Game Theory: Conversations with Pierre Tremblay, 2024
Ulrike Balke
Art Is Like a Game:
I always take photos, write notes, make videos—family, documents, memories, anything—in no particular order—the flow of life. Once in a while I look back at these materials, and that’s where my projects start.
In 1988 I bought my first video camera and decided to use it as a still camera, extracting images from video, searching for the one image to use as a portrait. I began to play with these images and save the variations. I ended up with a lot of images, sequences; I decided to add sound, and focus on artists.
The first portraits are from the late nineties. I now have more than a hundred, mostly in French or English, and the project is still evolving. At some point I started to work on different graphic strategies, different games.
Soundbites, a quote… A game of playing as if I had no time.
Presentation of the work went from single channel to multichannel, and then interactive forms. I added text; the portraits got longer, at first a few minutes, then more extensive.
Installation at InterAccess
This film is based on my exhibition ART IS LIKE A GAME, shown at InterAccess last June. The installation integrated 360° video projection and multiple CRT televisions to create many perspectives on art practice.
The project is anchored in Marcel Duchamp’s quote, “Art is a game between all people of all periods,” and Michael Snow’s response, “Art is like a game; every time I feel like I’m going to lose, I change the rules.”
The exhibition and the film underline the ritual of art making, much like a game that operates within a set of rules that can be both altered and broken. Endless possibilities arise when the rules of the game are continuously reimagined.
While working, I continuously addressed the challenge of seeing multiple moments at once. My interest in moving images and sound questions the world in flux, and how we see and perceive.
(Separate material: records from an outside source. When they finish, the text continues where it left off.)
Issue #5823, opened 2024-02-29
 Merge mutates source object if nested property is a class instance


DeveloperDanjo:
An original issue #5269 was originally filed about this, but there was no feedback from the issue creator, and it was closed.

My team is experiencing the same situation. However, ours would not be correctly fixed by omitting the original value before merging as was done by a second commenter on that issue.

-- **Original issue text starts (as it is still applicable)** --

If property of the source objects is created from a class, it will be mutated.

```js
import { merge } from "lodash"

class someClass {
  aa = 0
}

const src1 = { pg: { a: new someClass() } }
const src2 = { pg: { a: { aa: 2 } } }

console.log(JSON.stringify(src1)) // {"pg":{"a":{"aa":0}}}
console.log(JSON.stringify(src2)) // {"pg":{"a":{"aa":2}}}

const dest = merge({}, src1, src2)

console.log(JSON.stringify(src1)) // {"pg":{"a":{"aa":2}}} // However, aa should still be 0
console.log(JSON.stringify(src2)) // {"pg":{"a":{"aa":2}}}
```

-- **Original issue text ends** --

Our situation is the same; we are working with an options object for some widget which contains a renderer where the default renderer is an instance of a basic "Renderer" object.

When instantiating a new widget, the author is allowed to provide an object that conforms to the same interface as the "Renderer", but does not have to extend it.

When the new widget is created, the custom `render` function on the Renderer is attached to the default instance, causing future widgets to use that `render` function instead:

```js
class Renderer {
  render() { return 'original'; }
}

const DEFAULT_OPTIONS = {
  /** @type {{ render(): string; }} */
  renderer: new Renderer()
};

class Widget {
  #options = undefined;
  constructor(options) {
    this.#options = merge({}, DEFAULT_OPTIONS, options);
  }
}

// ....

const widget = new Widget({
  renderer: { render() { return 'custom'; } }
});
```

Results in:

`widget.#options.renderer`:
```
{
  render() { return 'custom'; },
  <prototype>: {
    constructor: class Renderer,
    render() { return 'default'; }
  }
}
```

Which is OK, but a little unexpected. I would have expected this to be the same plain object I passed in the options

`DEFAULT_OPTIONS.renderer`:
```
{
  render() { return 'custom'; },
  <prototype>: {
    constructor: class Renderer,
    render() { return 'default'; }
  }
}
```

[...]

Issue #5269, opened 2021-10-04
Merge mutates source object if nested property is a class instance


belspirit:
If property of the source objects is created from a class, it will be mutated. But the documentation says that source objects are not mutable.

```
import { merge } from "lodash"

class someClass {
  aa = 0
}

const src1 = { pg: { a: new someClass() } }
const src2 = { pg: { a: { aa: 2 } } }

console.log(JSON.stringify(src1))
console.log(JSON.stringify(src2))

const dest = merge({}, src1, src2)

console.log(JSON.stringify(src1))
console.log(JSON.stringify(src2))
```

Logs:
```
{"pg":{"a":{"aa":0}}} // src1
{"pg":{"a":{"aa":2}}} // src2
{"pg":{"a":{"aa":2}}} // src1 -> expected aa: 0
{"pg":{"a":{"aa":2}}} // src2
```

halan:
I'm investigating that with @iamnoah.

halan:
I'm investigating that with @iagodahlem

kokushkin:
I've encountered the same behavior with "omit"

`
import _ from "lodash";

class A {
  constructor() {
  this.b = "asdasd";
  this.c = "asdfasdas";
  }
}

const obj = {
  a: new A()
};

const obj1 = _.omit(obj, ["a.c"]);
console.log(obj);

`

![1tl04wt2.png](https://user-images.githubusercontent.com/9853656/169505638-fd852a1a-f693-4a13-854b-43604b274d7b.png)

https://codesandbox.io/s/eager-mendel-kw5jlk?file=/src/index.js:23-215

kokushkin:
My use case was to hide session data before logging it

`
const cleanedConfig = _(config).omit(["httpsAgent._sessionCache"])

`

It was super unclear what's going on cause all what I've seen were these messages.. sometimes..

`
TypeError: Cannot read properties of undefined (reading 'list')
  at Agent._evictSession (node:https:**:**)
  at TLSSocket.<anonymous> (node:https:**:**)
  at Object.onceWrapper (node:events:***:**)
  at TLSSocket.emit (node:events:***:**)
  at node:net:***:**
  at TCP.done (node:_tls_wrap:***:*)

`

So  as _sessionCache was undefined on the original object therefore _sessionCache.list crashed.

(I've intentionally hidden (**) the lines numbers)

PR #5890, opened 2024-06-20
suggested note to _.merge

dan-zinger-bjss:
The purpose of this PR is to add a note to the documentation of _,merge to highlight to users how to avoid sources mutating when merging with multiple.
This is in response to open issue https://github.com/lodash/lodash/issues/5823

I have responded to the issue with a comment. 

I believe it is intended behaviour. This is the second issue raised of its type (first being https://github.com/lodash/lodash/issues/5269).

Since it does seem a likely scenario that users would want to merge multiple sources and not mutate the sources, and also this seems an easy trap to fall into,  I believe it would be beneficial to the community to have this minor addition to the documentation.


jdalton:
Thanks for this. The note itself is reasonable, but the diff replaces the whole repo rather than the single `_.merge` JSDoc change described. If you can resubmit a minimal PR touching only `lodash.js`, I'm happy to take it. Closing this one for now.

PR #5945, opened 2024-11-29
[feature: feature/baseSum-zero] Consider 1 undefined, null, false

zxczoxc125:
# as-is
`_.sum([undefined]); // undefined`
`_.sum(undefined); // 0`
`_.sum([1, undefined]); // 1`

`_.sum([null]); // null`
`_.sum([1, null]); // 1`
`_.sum(null); // 0`

`_.sum([false]); // false`
`_.sum([1, false]); // 1`
`_.sum(false); // 0`

# to-be
`_.sum([undefined]); // 0`

`_.sum([null]); // 0`

`_.sum([false]); // 0`

### DIFF
--- a/lodash.js
+++ b/lodash.js
@@ -960,8 +960,8 @@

Making portraits has been an important part of my practice and this film is a 40-year retrospective of my work on portraits through three projects. The first one, which I called VOYAGE, was done in 1984 when I was a student here at Image Arts. I was interested in presenting short sequences for each subject.
I was working with slides and decided to keep the slide mounts as a graphic element. I had access to an 8X10 enlarger to make prints here at school; I also did an internship where I had access to a Marron-Carrel camera—a pin register camera—and I could process, duplicate and work with lithography films (black and white, high contrast, positive and negative) to multi-expose my images. So that’s how the portraits started.
from VOYAGE
I went from asking artists for one sentence to making even longer works about artists: Michael Snow, Bruce Elder, David Rokeby… there were also portraits of Louise Bourgeois, Chuck Close, Françoise Sullivan and recently Max Dean. And many more.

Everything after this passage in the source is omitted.